Kivy 1.10.0 released - ofek
https://groups.google.com/d/msg/kivy-users/2zusmq8NXPE/5hfqtIoACAAJ
======
Mandatum
There appears to be a multi-step process to install Kivy on Windows. Isn't the
whole point of pip to not have to worry about that?

I was expecting "pip install kivy" > "python helloworld.py" > done

Instead I got "install these things", "if you're using this version install
this other thing", "cool now install kivy".

I went ahead and tried to package a Windows app using their recommended method
(PyInstaller), and PyInstaller doesn't support current version of Python.

Thought I'd take a look at other offerings, for iOS there's a weird project-
mirror XCode generator script. Android isn't any better.

I mean, this is more of a reflection on the disparity across different
platforms and packaging tools rather than Kivy itself. There's a reason some
large Enterprises won't touch all of these tiny, moving, fragile tech.

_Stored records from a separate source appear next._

PR #1880, opened 2018-11-21
breaking / tao 7150 tooltip

handleman:
**task is**
The library jquery.qtip is not maintained anymore and contains some vulnerabilities.
Either fork and fix or replace the library.
So it was decided to replace jquery.qtip with popper.js https://popper.js.org/

JIRA Card: https://oat-sa.atlassian.net/browse/TAO-7150

requirements: backward compatibility: remain all old lib API the same and cover with tests.

Related PRs:
https://github.com/oat-sa/extension-tao-itemqti/pull/1204
https://github.com/oat-sa/popper.js/pull/1
https://github.com/oat-sa/extension-tao-dac-simple/pull/78
https://github.com/oat-sa/extension-tao-testqti/pull/1408
https://github.com/oat-sa/extension-tao-itemqti-pic/pull/68
https://github.com/oat-sa/extension-tao-depp/pull/128
https://github.com/oat-sa/popper.js/pull/2


views/scss/inc/_tooltip.scss
```diff
@@ -1,194 +1,91 @@
...
-  background-color: #FFEF93;
-}
 
-.qtip-default .qtip-icon{
-  border-color: #CCC;
-  background: #F1F1F1;
-  color: #777;
+// qtip plugin legacy code
+// http://qtip2.com/
+.qtip-rounded,
```
krampstudio: is it necessary to keep the qtip CSS ?

views/js/test/ui/tooltip/test.js
```diff
@@ -21,53 +21,203 @@
...
+                assert.ok(!tooltipApi._isOpen, 'api visibility parameter is changed to "false"');
+                assert.equal($tooltip.css('visibility'), 'hidden', 'The tooltip become hidden when mouse cursor leave the reference item (button)');
+            }, 50);
+            QUnit.stop();
+        },100);
+    });
+
+    // former tooltip plugin compatibility API (jQuery.qtip plugin)
+    QUnit.asyncTest('Backward compatibility: Jquery.qtip("show") and Jquery.qtip("hide")', function (assert) {
+        $el.qtip('show');
```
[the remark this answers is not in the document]
handleman: It require stop/start when setTimeout use. 
Cant find proof on documentation because we use old version of Qunit. 
But in practice: when I delete .stop()/.start() on asyncTest() ( in this particular tests) it hangs forever

handleman:
@krampstudio  All your points are fixed except some where I answered here above. Please check. 
And visual playground added.

views/js/test/ui/tooltip/test.js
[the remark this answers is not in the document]
krampstudio: `QUnit.stop` should only be used if you wait multiple async paths, for example 2 unrelated `setTimeout`, but here since they are waiting each other, you can easily rely, on something like  : 
```
    QUnit.asyncTest('JQuery wrapper: physical user interactions (mouseEnter, MouseLeave)', function (assert) {
        var $el = $('<div id="tip-toggle"/>')
            .appendTo('#'+containerName)
            .qtip(defaultOpts);
        var tooltipApi = $el.qtip('api');

        QUnit.expect(4);

        $el[0].dispatchEvent(mouseenter);
        setTimeout(function() {
            var $tooltip = $('.tooltip');
            assert.ok(tooltipApi._isOpen, 'api visibility parameter is changed to "true"');
            assert.equal($tooltip.css('visibility'), 'visible', 'The tooltip become visible on when mouse cursor is in area of reference element (button)');

            $el[0].dispatchEvent( mouseleave );
            setTimeout(function () {

                assert.ok(!tooltipApi._isOpen, 'api visibility parameter is changed to "false"');
                assert.equal($tooltip.css('visibility'), 'hidden', 'The tooltip become hidden when mouse cursor leave the reference item (button)');

                QUnit.start();
            }, 50);
        },100);
    });
```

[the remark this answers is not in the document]
krampstudio: I think this helps in readability

views/js/ui/tooltip.js
```diff
@@ -16,45 +16,135 @@
...
     var themes = ['dark', 'default', 'info', 'warning', 'error', 'success', 'danger'],
         themesMap = {
-            'default' : 'qtip-rounded qtip-plain',
-            'dark' : 'qtip-rounded qtip-dark',
-            'error' : 'qtip-rounded qtip-red',
-            'success' :'qtip-rounded qtip-green',
-            'info' : 'qtip-rounded qtip-blue',
-            'warning' : 'qtip-rounded qtip-orange',
-            'danger' : 'qtip-rounded qtip-danger'
+            'default' : '<div class="tooltip qtip-rounded qtip-plain" role="tooltip"><div class="tooltip-arrow"></div><div class="tooltip-inner qtip-content"></div></div>',
```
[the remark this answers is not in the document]
krampstudio: You can move this into a tpl file, something like 
```
<div class="tooltip qtip-rounded qtip-{{theme}}" role="tooltip">
    <div class="tooltip-arrow"></div><div class="tooltip-inner qtip-content"></div>
</div>
```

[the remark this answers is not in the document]
krampstudio: By convention, we try to move every bit of HTML into templates.

views/js/ui/tooltip.js
```diff
@@ -16,45 +16,135 @@
...
-    var qtipConstructor = $.fn.qtip;
+    /**
+     * redefinition of jquery.qtip plugin http://qtip2.com/
+     * the goal is to substitude outdated lib code with new solution (https://popper.js.org/)
+     * so it is just a jquery rapper for Popper.js library.
+     * The Popper Instance will be stored inside .data('$popper') of wrapped element
+     * leaving its original interfaces that are widely used through project.
+     * https://github.com/FezVrasta/popper.js/blob/master/docs/_includes/tooltip-documentation.md
+     */
+    var qtip = function (command, message, messageData) {
```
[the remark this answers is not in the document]
krampstudio: I think this is part of the library replacement. Hopefully it is used directly in a very few locations. 
Merging it in this state will create a technical debt, on if we built more on the tooltip API it will become more difficult to fix.

handleman:
@krampstudio  I've made all that were discussed:
Removed all qtip related references,  both from .js files and css styles.

So now it is ui/tooltip AMD module that use popper.js functionality in its native way, instead of being wrapped by jquery and imitating jquery.qtip methods.

And all your comments to this PR were worked out too.

Could you do another round of review?

manifest.php
```diff
@@ -45,7 +45,7 @@
     'label' => 'TAO Base',
     'description' => 'TAO meta-extension',
     'license' => 'GPL-2.0',
-    'version' => '22.5.0',
+    'version' => '22.6.0',
```
krampstudio: Oh and this is goinf to be a breaking change, no ?

handleman:
@krampstudio 

Pending changes:

1) Made a split in tooltip API so now it has `tooltip.lookup()` and `tooltip.instance()` methods as you requested.
  1.1) Here I moved `.data('$tooltip')` attribute out of `tooltip.instance()`  and put it at exact places through the code where there is need in such signature. So now it is not a part of `ui/tooltip` component, but part of the exact places where it was made in such way, for example:
 `taoQtiItem/views/js/qtiCommonRenderer/renderers/Tooltip.js`
 `taoQtiItem/views/js/qtiCommonRenderer/renderers/interactions/TextEntryInteraction.js` and in some other place ( see related PR's)

  1.2) Elimination completely `.data('$tooltip')` from all the code from all the extensions it is used seems useless for me, because tooltips are invoked asynchronously in some places and fixes could led to deep complicated refactoring of such things as our inner eventifier system and "Component" factory call-backs. For example, invalid form fields on qtiItem, invokes tooltips after render or after form validation occurs. It seems too complicated for this particular task, on which more than month is spent already.

2) Some other extensions became affected Please look at "Related PR's" section in description.

3)  Version of tao-core extension was changed accordingly your request.

4) All other conversations, that I marked as 'resolved' Should be fixed too.

views/js/ui/tooltip.js
```diff
@@ -13,67 +13,97 @@
...
+                        _.merge(opt, { title: $content[0] }, defaultOptions);
+                    }
+                    setTooltip(this, new Tooltip(this, opt));
+                });
+            } else {
+                throw new TypeError("Tooltip should be connected to DOM Element");
+            }
+
+        },
+        instance: function (el, settings){
```
krampstudio: - the method name `instance` is too generic in my opinion. What about `create` ? 
 - by convention we use `options` instead of `settings`
 - I'd also extract the message from the `settings/options` 
 - add alias for each themes for a user friendly API 

We would have : 
```js

   /**
    *  Create a tootlp
    * @param {jQueryElement|HtmlElement}  element -  the element to attach the tooltip to
    * @param {String}  message - the tooltip message
    * @param {Object} [options]
    * @param {String} [options.theme = default] - the tooltip theme
    * @param {String} [options.trigger] - ...
    * @returns {Tooltip} the tooltip instance
    */
create : function create(element, message,  options){

},
error : function error(element, message, options){
  return this.create(element, message, _.default({ theme : 'error'}, options)): 
},
success : function success(element, message, options){
  return this.create(element, message, _.default({ theme : 'success'}, options)): 
},

```

As a consumer of the API this is something I expect : 
```js
var dangerFeedback = tooltip.danger( myElement, 'You have one minute left before the test session expires');
```

views/js/ui/tooltip.js
```diff
@@ -13,67 +13,97 @@
...
+            if(!el && !(el instanceof Element || el instanceof HTMLDocument || el.jquery)){
```
krampstudio: Since this is used twice could you please factorize it

views/js/ui/tooltip.js
```diff
@@ -13,67 +13,97 @@
...
+                throw new Error("Tooltip should be connected to DOM Element");
+            }
+            var themeName = _.contains(themes, settings.theme) ? settings.theme : 'default';
```
krampstudio: Hum, ESLint should have reported a warning about hoisting, we enforce [var-on-top](https://eslint.org/docs/rules/vars-on-top#require-variable-declarations-to-be-at-the-top-of-their-scope-vars-on-top) on ES5 code.

views/js/ui/tristateCheckboxGroup.js
```diff
@@ -173,21 +173,27 @@ define([
...
                             $icon = $input.siblings('.icon')
                                 .addClass('cross')
-                                .qtip({
-                                    theme : 'warning',
-                                    content : {
-                                        text : self.config.maxMessage
-                                    }
-                                }).qtip('show');
+                                .each(function( ) {
+                                    $(this).data('$tooltip', Tooltip(this, {
```
krampstudio: `ui/tooltip` doesn't return a `Tooltip` prototype! 
I also don't think it's necessary to link this instance to the DOM, does it ?
Shouldn't it be something like : 
```js
self.tooltip = tooltip.warn( $icon, self.config.maxMessage )
```
and later 
```js
$icon.parent('label').on('mouseleave', function (){
    if(self.tooltip){
        self.tooltip.dispose();
       self.tooltip = null;
   }
});
```

handleman:
@krampstudio  have done all that you requested. Would you make another round of review on latest fixes?

views/js/test/ui/tooltip/test.js
```diff
@@ -22,52 +22,280 @@ define([
...
 
-        $el.trigger('mouseover');
+            setTimeout(function () {
+                var $hidden = $('.tooltip-blue');
+                var styles = window.getComputedStyle($hidden[0]);
+                QUnit.start();
+                assert.equal(styles.visibility, 'hidden', 'tooltip became hidden on mouse out');
+            },);
+            QUnit.stop();
+        },);
```
krampstudio: I would either have the parameter at `0`, `1` or do not add a trailing comma in function call

views/js/test/ui/tooltip/test.js
```diff
@@ -22,52 +22,280 @@ define([
...
+            $single[0].dispatchEvent(mouseleave);
 
-        $el.trigger('mouseover');
+            setTimeout(function () {
+                var $hidden = $('.tooltip-blue');
+                var styles = window.getComputedStyle($hidden[0]);
+                QUnit.start();
+                assert.equal(styles.visibility, 'hidden', 'tooltip became hidden on mouse out');
+            },);
+            QUnit.stop();
```
krampstudio: Instead of the `stop/start` pattern we are used to : 
1. define the function as async using `QUnit.asyncTest('tooltip.lookup()', function (assert) {`
2. always add the number of expected assert using `Qunit.assert` 
3. That way you can call `QUnit.start()` only when the test is `done` 

Your test will look like : 
```js
QUnit.asynTest('tooltip.lookup()', function (assert) {
       var $container = $('#' + containerName);
       var $single =  $( '[data-tooltip]', $container).first();

       QUnit.expect(2);

        tooltip.lookup($cointainer);
        $single[0].dispatchEvent(mouseenter);

        setTimeout(function () {
            var $tooltip = $('.tooltip-blue', $container);
            assert.equal($tooltip.length, 1, 'tooltip binds to DOM');
            $single[0].dispatchEvent(mouseleave);
            setTimeout(function () {
                var $hidden = $('.tooltip-blue', $container);
                var styles = window.getComputedStyle($hidden[0]);
                assert.equal(styles.visibility, 'hidden', 'tooltip became hidden on mouse out');
                QUnit.start();
            }, 0);
       }, 0);
});
```

views/js/test/ui/tooltip/test.js
```diff
@@ -22,52 +22,280 @@ define([
...
+        // $single.trigger('mouseenter');
+        setTimeout(function () {
+            var $tooltip = $('.tooltip-blue');
+            QUnit.start();
+            assert.equal($tooltip.length, 1, 'tooltip binds to DOM');
+            $single[0].dispatchEvent(mouseleave);
 
-        $el.trigger('mouseover');
+            setTimeout(function () {
+                var $hidden = $('.tooltip-blue');
```
krampstudio: Every selection in a test needs to be scoped `$('.tooltip-blue', $container)`

views/js/test/ui/tooltip/test.js
krampstudio: Obviously this applies to every async test case

views/js/loader/tao.min.js
```diff
@@ -46,46 +46,116 @@ link.href=url,document.getElementsByTagName("head")[0].appendChild(link)},_url:f
 ;var helper,options,buffer="",escapeExpression=this.escapeExpression,helperMissing=helpers.helperMissing;return buffer+='<div class="undobox feedback-info">\n    <span class="icon-info"></span>\n        ',buffer+=escapeExpression((helper=helpers.undoMessage)?helper.call(depth0,{hash:{},data:data}):"function"==typeof(helper=depth0&&depth0.undoMessage)?helper.call(depth0,{hash:{},data:data}):helper)+'\n        <a class="undo" href="#">'+escapeExpression((options={hash:{},data:data},(helper=helpers.__||depth0&&depth0.__)?helper.call(depth0,"Undo",options):helperMissing.call(depth0,"__","Undo",options)))+'</a>\n    <span title="'+escapeExpression((options={
```
krampstudio: Could you please remove compiled files from the PR, we create the bundles only during the release process

views/js/ui/formValidator/highlighters/tooltip.js
```diff
@@ -73,12 +61,17 @@ define([
...
             },
-
+            /**
+             * remove tooltip with error message from given field
+             * @param $field
+             */
             destroy : function destroy($field) {
-                if ($field.data('hasqtip') !== undefined) {
-                    $field.qtip('destroy', true);
+                if ($field.data('hasqtip')) {
```
krampstudio: this will be wrong

handleman:
problem with tooltip margin solved.

Also please note the https://github.com/oat-sa/extension-tao-depp/pull/128

image-2

views/scss/inc/_tooltip.scss
```diff
@@ -19,7 +19,9 @@ $dark : #404040;
 }
 
 .popper,
-.tooltip {
+.tooltip,
+.qti-item .tooltip
```
krampstudio: based on the dependency model the tao extension is not aware of items nor qti, please specify style linked to the qti item rendering at https://github.com/oat-sa/extension-tao-itemqti/tree/master/views/scss/qti

handleman:
@krampstudio  Tooltip padding when inside qti Item fixed

handleman:
The latest problem that was found when using tooltip with MathJax interaction

image-3

Unfortunately, while working wit this problem, found issue affected forked version of popper.js,
So you need to check  https://github.com/oat-sa/popper.js/pull/2 too.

In saying all of that, I think Kivy has some very nice points. The examples
are straightforward, and to-the-point, covering a lot of use cases. However I
think having this as a >1.0 versioned release is kind of crazy. When comparing
this to other frameworks, why would you ever choose this? Aside from "I like
Python"? Definitely shows a lot of promise, but I think sitting in sub 1 state
for a while like Rust until you've got something going for you would help with
adoption and on-boarding.

EDIT: Tried to use PyInstaller from source, no luck - SDL required. Found a
closed bug report which explains how to fix it - the "optional" library has to
be installed for PyInstaller to work. Go figure.
[https://github.com/kivy/kivy/issues/4482](https://github.com/kivy/kivy/issues/4482)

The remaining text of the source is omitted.